DIRECTIONS FOR THIS TASK:
Check each line of the entries below for the word "remote", then report how many have it, with no other words.

MATERIALS PROVIDED:
PR #1409, opened 2026-02-16
feat(cli)!: change listen addr to listen port

emizzle:
Allows specifying the port only for the listening address, the address that is announced on the DHT for peer connections. It makes the developer experience less confusing, and easier to change for things like port forwarding.

### DIFF
--- a/library/storage_thread_requests/requests/node_debug_request.nim
+++ b/library/storage_thread_requests/requests/node_debug_request.nim
@@ -52,15 +52,14 @@ proc getDebug(
   let node = storage[].node
   let table = RestRoutingTable.init(node.discovery.protocol.routingTable)
 
-  let json =
-    %*{
-      "id": $node.switch.peerInfo.peerId,
-      "addrs": node.switch.peerInfo.addrs.mapIt($it),
-      "spr":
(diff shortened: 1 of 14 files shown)


2-towns (approved):
Thanks Eric ! Exactly what I need.

codex/conf.nim
```diff
@@ -135,19 +135,29 @@ type
...
+      defaultValueDesc: "Listens on all addresses.",
       abbr: "i",
-      name: "listen-addrs"
-    .}: seq[MultiAddress]
+      name: "listen-ip"
+    .}: IpAddress
+
+    listenPort* {.
+      desc:
+        "Port to listen on for remote peer connections. Announced in the DHT as a multiaddress, eg /ip4/<listen-ip>/tcp/<listen-port>. Port must be in the range 0-65535.",
```
gmega:
```suggestion
        "TCP port to listen on for remote peer connections. Selects a random port if none is specified.",
```

Again, I don't think we need to mention the DHT; also 0-65535 is the valid port range so I don't think it needs to be here either.

gmega (approved):
I think this is a good idea, I'm providing some suggestions to the CLI parameter descriptions.

PR #1411, opened 2026-02-20
chore: Block exchange protocol rewrite

cnanakos:


library/ffi_types.nim
```diff
@@ -19,7 +19,7 @@ const RET_PROGRESS*: cint = 3
 ## Returns RET_OK as acknowledgment and call the callback
 ## with RET_OK code and the provided message.
 proc success*(callback: StorageCallback, msg: string, userData: pointer): cint =
-  callback(RET_OK, cast[ptr cchar](msg), cast[csize_t](len(msg)), userData)
+  callback(RET_OK, unsafeAddr msg[0], cast[csize_t](len(msg)), userData)
```
arnetheduck: not sure if it can happen here, but as a rule it's better to use `baseAddr` from `stew` which avoids a panic when `msg.len == 0`

cnanakos: Good catch! Switched to `baseAddr` from `stew/ptrops`.

storage/blockexchange/engine/downloadmanager.nim
```diff
@@ -0,0 +1,182 @@
...
+logScope:
+  topics = "storage downloadmanager"
+
+const
+  DefaultBlockRetries* = 200
+  DefaultRetryInterval* = 2.seconds
+
+type DownloadManager* = ref object of RootObj
+  nextDownloadId*: uint64 = 1 # 0 is invalid
+  blockRetries*: int
```
gmega:
```suggestion
  maxBlockRetries*: int
```

storage/manifest/coders.nim
```diff
@@ -37,31 +37,32 @@ proc encode*(manifest: Manifest): ?!seq[byte] =
...
   #
-  # var treeRootVBuf = initVBuffer()
   var header = initProtoBuffer()
-  header.write(1, manifest.treeCid.data.buffer)
-  header.write(2, manifest.blockSize.uint32)
-  header.write(3, manifest.datasetSize.uint64)
-  header.write(4, manifest.codec.uint32)
-  header.write(5, manifest.hcodec.uint32)
-  header.write(6, manifest.version.uint32)
+  header.write(1, manifest.manifestVersion)
```
arnetheduck, line 53: fyi https://github.com/status-im/nim-protobuf-serialization is getting some attention by @nitely right now, might be a good moment to play with it and find bugs

storage/blockexchange/engine/downloadmanager.nim
```diff
@@ -0,0 +1,183 @@
...
+
+proc cancelDownload*(self: DownloadManager, cid: Cid) =
+  self.downloads.withValue(cid, innerTable):
+    var toCancel: seq[ActiveDownload] = @[]
+    for _, download in innerTable[]:
+      toCancel.add(download)
+    for download in toCancel:
+      self.cancelDownload(download)
+
+proc releaseDownload*(self: DownloadManager, cid: Cid) =
```
gmega: Why those aliases? Can't we make do with just `cancelDownload`?

storage/stores/networkstore.nim
```diff
@@ -33,52 +33,31 @@ type NetworkStore* = ref object of BlockStore
...
+    let handle = downloadOpt.get().getWantHandle(address)
+    without blk =? (await self.localStore.getBlock(address)), err:
+      if not (err of BlockNotFoundError):
+        handle.cancel()
+        return failure err
+      return await handle
+    discard downloadOpt.get().completeWantHandle(address, some(blk))
+    return success blk
+
+  return await self.localStore.getBlock(address)
```
gmega, line 53: This looks very awkward. Why can't we do:

```nim
method getBlock*(
    self: NetworkStore, address: BlockAddress
): Future[?!Block] {.async: (raises: [CancelledError]).} =
   # Local lookup
    without blk =? (await self.localStore.getBlock(address)), err:
      if not (err of BlockNotFoundError):
        return failure err
    return blk # block found, just return

  # If block not available locally, return completion handle. The download process
  # will eventually get to it.
  let downloadOpt = self.engine.downloadManager.getDownload(address.treeCid)
  if downloadOpt.isSome:
    return await downloadOpt.get().getWantHandle(address)

  # If we got thus far, it means the block is not available locally and there's no
  # active download.
  failure (ref BlockNotFoundError)("Block not found"); # or something like this
```

i.e., I don't get the whole `getWantHandle` followed by immediate `completeWantHandle`.

storage/blockexchange/engine/engine.nim
```diff
@@ -83,68 +63,86 @@ declareCounter(
...
+    activeDownloads*: HashSet[uint64] # Track running download workers by download ID
+
+  DownloadHandleGeneric*[T] = object
+    cid*: Cid
+    downloadId*: uint64
+    iter*: SafeAsyncIter[T]
+    completionFuture*: Future[?!void].Raising([CancelledError])
+
+  DownloadHandle* = DownloadHandleGeneric[Block]
+  DownloadHandleOpaque* = DownloadHandleGeneric[void]
```
gmega, line 93: Do we ever iterate over `DownloadHandleOpaque`? Does it make sense to have `iter` in it?

storage/blockexchange/engine/engine.nim
```diff
@@ -83,68 +63,86 @@ declareCounter(
...
+
+proc waitForComplete*[T](
+    h: DownloadHandleGeneric[T]
+): Future[?!void] {.async: (raises: [CancelledError]).} =
+  return await h.completionFuture
+
+proc nextBlock*(
+    h: DownloadHandle
+): Future[?!Block] {.async: (raw: true, raises: [CancelledError]).} =
+  h.iter.next()
```
gmega:
```suggestion
```
This doesn't seem to be used anywhere, not even test code.

storage/blockexchange/engine/engine.nim
```diff
@@ -83,68 +63,86 @@ declareCounter(
...
+  DownloadHandle* = DownloadHandleGeneric[Block]
+  DownloadHandleOpaque* = DownloadHandleGeneric[void]
+
+proc finished*[T](h: DownloadHandleGeneric[T]): bool =
+  h.iter.finished
+
+proc next*[T](
+    h: DownloadHandleGeneric[T]
+): Future[?!T] {.async: (raw: true, raises: [CancelledError]).} =
+  h.iter.next()
```
gmega: I really wonder if we should maintain this. The only place where we seem to iterate over a `DownloadHandle` (of any kind) is in test code (`downloadDataset`), and even there we're not looking at the blocks themselves, just their CIDs, and even that code could be replaced by something else (e.g. some form of callback). Plus, if we drop support for this, we can remove the whole logic for the asynciterators (I suppose).

storage/blockexchange/engine/engine.nim
```diff
@@ -161,673 +159,948 @@ proc stop*(self: BlockExcEngine) {.async: (raises: []).} =
...
+    if connectedPeers.len > 0:
+      trace "Initial presence window broadcast",
+        cid = cid,
+        windowStart = windowStart,
+        windowCount = windowCount,
+        totalBlocks = download.ctx.totalBlocks
+
+      await self.broadcastWantHave(
+        download, cid, windowStart, windowCount, connectedPeers
+      )
```
gmega: Are we broadcasting this to **every** connected peer? What if there are peers which we are connected to, but are not sharing the file that the `ActiveDownload` refers to (e.g. when we're downloading several files at once?)?

storage/blockexchange/engine/engine.nim
```diff
@@ -161,673 +159,959 @@ proc stop*(self: BlockExcEngine) {.async: (raises: []).} =
...
 
-  let handle = self.pendingBlocks.getWantHandle(address)
-  trace "Downloading block"
   try:
-    while address in self.pendingBlocks:
-      logScope:
-        retries = self.pendingBlocks.retries(address)
-        interval = self.pendingBlocks.retryInterval
+    let
+      (windowStart, windowCount) = download.ctx.currentPresenceWindow()
```
gmega, line 485:
```suggestion
      (windowStart, windowLength) = download.ctx.currentPresenceWindow()
```

I was genuinely confused by the use of the word "count" here. Looking at `currentPresenceWindow` this seems to be window's length:

```nim
proc currentWindow(p: WindowCursor): tuple[start: uint64, count: uint64] =
  (start: p.windowStart, count: min(p.windowSize, p.totalBlocks - p.windowStart))
```

i.e. it's always `windowSize` except for the last window which gets truncated to `totalBlocks - windowStart`. So I'd suggest naming this "windowLength" (or "windowSize" as you did above) across the board.

storage/blockexchange/engine/engine.nim
```diff
@@ -161,673 +159,959 @@ proc stop*(self: BlockExcEngine) {.async: (raises: []).} =
...
+        let (newStart, newCount) = ctx.advancePresenceWindow()
+
+        ctx.trimPresenceBeforeWatermark()
+
+        # Broadcast want-have for the new window to swarm peers only
+        var swarmPeers: seq[PeerContext] = @[]
+        for peerId in ctx.swarm.connectedPeers():
+          let peerCtx = self.peers.get(peerId)
+          if not peerCtx.isNil:
+            swarmPeers.add(peerCtx)
```
gmega, line 519: OK I see that you've scoped those broadcasts to be in-swarm - I think this is what makes the most sense.

storage/blockexchange/engine/engine.nim
```diff
@@ -161,673 +159,959 @@ proc stop*(self: BlockExcEngine) {.async: (raises: []).} =
...
+          cid = cid,
+          newWindowStart = newStart,
+          newWindowCount = newCount,
+          watermark = ctx.scheduler.completedWatermark(),
+          swarmPeers = swarmPeers.len
+
+        await self.broadcastWantHave(download, cid, newStart, newCount, swarmPeers)
+
+      # Broadcast availability to peers
+      if not download.fetchLocal and ctx.shouldBroadcastAvailability():
```
gmega, line 531: I suppose those are the push presence updates.

storage/blockexchange/engine/downloadcontext.nim
```diff
@@ -0,0 +1,318 @@
...
+    PresenceBroadcastIntervalMin.milliseconds.int ..
+      PresenceBroadcastIntervalMax.milliseconds.int
+  ).milliseconds
+
+proc shouldBroadcast(t: BroadcastAvailabilityTracker, watermark: uint64): bool =
+  case t.policy
+  of spRandomWindow:
+    t.pendingRanges.len > 0
+  of spSequential:
+    let newBlocks = watermark - t.lastBroadcastedWatermark
```
gmega: Why only watermark differences? You might have completed several batches but the watermark hasn't yet advanced.

storage/blockexchange/engine/downloadcontext.nim
```diff
@@ -0,0 +1,318 @@
...
+  )
+
+proc currentPresenceWindow*(ctx: DownloadContext): tuple[start: uint64, count: uint64] =
+  ctx.scheduler.currentPresenceWindow()
+
+proc needsNextPresenceWindow*(ctx: DownloadContext): bool =
+  ctx.scheduler.needsNextPresenceWindow()
+
+proc advancePresenceWindow*(ctx: DownloadContext): tuple[start: uint64, count: uint64] =
+  ctx.availabilityTracker.addPendingRange(ctx.scheduler.currentPresenceWindow())
```
gmega, line 168: Does this mean we ONLY broadcast the availability of the blocks for a window when we have all the blocks in that window?

storage/blockexchange/engine/engine.nim
```diff
@@ -161,673 +159,959 @@ proc stop*(self: BlockExcEngine) {.async: (raises: []).} =
...
+        var lastIdle = Moment.now()
+        let runtimeQuota = 100.milliseconds
+
+        for i in start ..< start + count:
+          if (Moment.now() - lastIdle) >= runtimeQuota:
+            await idleAsync()
+            lastIdle = Moment.now()
+
+          let address = download.makeBlockAddress(i)
+          if download.isBlockExhausted(address):
```
gmega, line 591: Why are we testing this here? Shouldn't we test retries when we're about to retry something? Why would this stop us from doing a local lookup for a block?

Plus, if retries are exhausted and we definitely cannot retrieve a block, the download has failed. We should probably not even continue doing any work?

Another aspect that bothers me a bit now that I think about it is that we retry batches, but our retry counters are per block. We might as well track retries per batch as once one block fails this batch is never going to succeed.

storage/blockexchange/engine/engine.nim
```diff
@@ -161,673 +159,959 @@ proc stop*(self: BlockExcEngine) {.async: (raises: []).} =
...
+            break localCheck
+          let exists =
+            try:
+              await address in self.localStore
+            except CatchableError:
```
gmega: This is too broad - we should probably use the proper error type here, as otherwise we'll interpret arbitrary errors as some block not existing.

storage/blockexchange/engine/engine.nim
```diff
@@ -161,673 +159,959 @@ proc stop*(self: BlockExcEngine) {.async: (raises: []).} =
...
+              false
+          if not exists:
+            if download.fetchLocal:
+              download.failLocalMissing(address)
+              break localCheck
+            break localCheck
+
+        for i in start ..< start + count:
```
gmega: We're doing two local block lookups per block, this can probably be condensed in one and merge the two loops?

storage/blockexchange/engine/engine.nim
```diff
@@ -161,673 +159,959 @@ proc stop*(self: BlockExcEngine) {.async: (raises: []).} =
...
-): Future[?!Block] {.async: (raw: true, raises: [CancelledError]).} =
-  self.requestBlock(BlockAddress.init(cid))
+          await self.broadcastWantHave(download, cid, start, count, connectedPeers)
+          # Give peers a short time to respond with presence
+          await sleepAsync(50.milliseconds)
+        else:
+          trace "No connected peers, searching for new peers"
+          self.searchForNewPeers(cid)
+          await self.handleBatchRetry(download, cid, start, count, retryInterval)
+          continue
```
gmega, line 647: This reads a bit like a Hail Mary. We already have push updates from peers to keep us informed, and we already send our want lists on window switches, does it make sense to to this again here? What's the assumption?

storage/blockexchange/engine/engine.nim
```diff
@@ -161,673 +159,959 @@ proc stop*(self: BlockExcEngine) {.async: (raises: []).} =
...
-proc completeBlock*(self: BlockExcEngine, address: BlockAddress, blk: Block) =
-  if address in self.pendingBlocks.blocks:
-    self.pendingBlocks.completeWantHandle(address, blk)
-  else:
-    warn "Attempted to complete non-pending block", address
+      if self.peers.len == 0:
+        trace "No connected peers available for batch, searching"
+        self.searchForNewPeers(cid)
+        await self.handleBatchRetry(download, cid, start, count, 100.milliseconds)
+        continue
```
gmega, line 651: You can probably move this before the the test for shouldBroadcast and then remove the duplication from lines 712-715.

storage/blockexchange/engine/swarm.nim
```diff
@@ -0,0 +1,340 @@
...
+  return false
+
+proc recordPeerTimeout*(swarm: Swarm, peerId: PeerId): bool =
+  ## return true if peer should be removed
+  swarm.peers.withValue(peerId, peer):
+    peer[].recordTimeout()
+    return peer[].timeoutCount >= swarm.config.maxPeerTimeouts
+  return false
+
+proc recordPeerSuccess*(swarm: Swarm, peerId: PeerId) =
```
gmega: This doesn't seem to be called from "live" code.

storage/blockexchange/engine/engine.nim
```diff
@@ -161,673 +159,959 @@ proc stop*(self: BlockExcEngine) {.async: (raises: []).} =
...
-proc blockPresenceHandler*(
-    self: BlockExcEngine, peer: PeerId, blocks: seq[BlockPresence]
-) {.async: (raises: []).} =
-  trace "Received block presence from peer", peer, len = blocks.len
-  let
-    peerCtx = self.peers.get(peer)
-    ourWantList = toHashSet(self.pendingBlocks.wantList.toSeq)
+      let staleUnknown = swarm.staleUnknownPeers()
+      if staleUnknown.len > 0:
+        let rangeAddress = download.makeBlockAddress(start)
```
gmega, line 655: Why are we singling these out for re-broadcast? The regular broadcasts we do already covers these peers, and if they fail to respond we're already timing them out. We should also be getting push updates from those, so technically there's no reason to re-query them. What's the assumption here? What case are you trying to cover?

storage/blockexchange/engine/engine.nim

RESULT FOR THIS EXERCISE:
2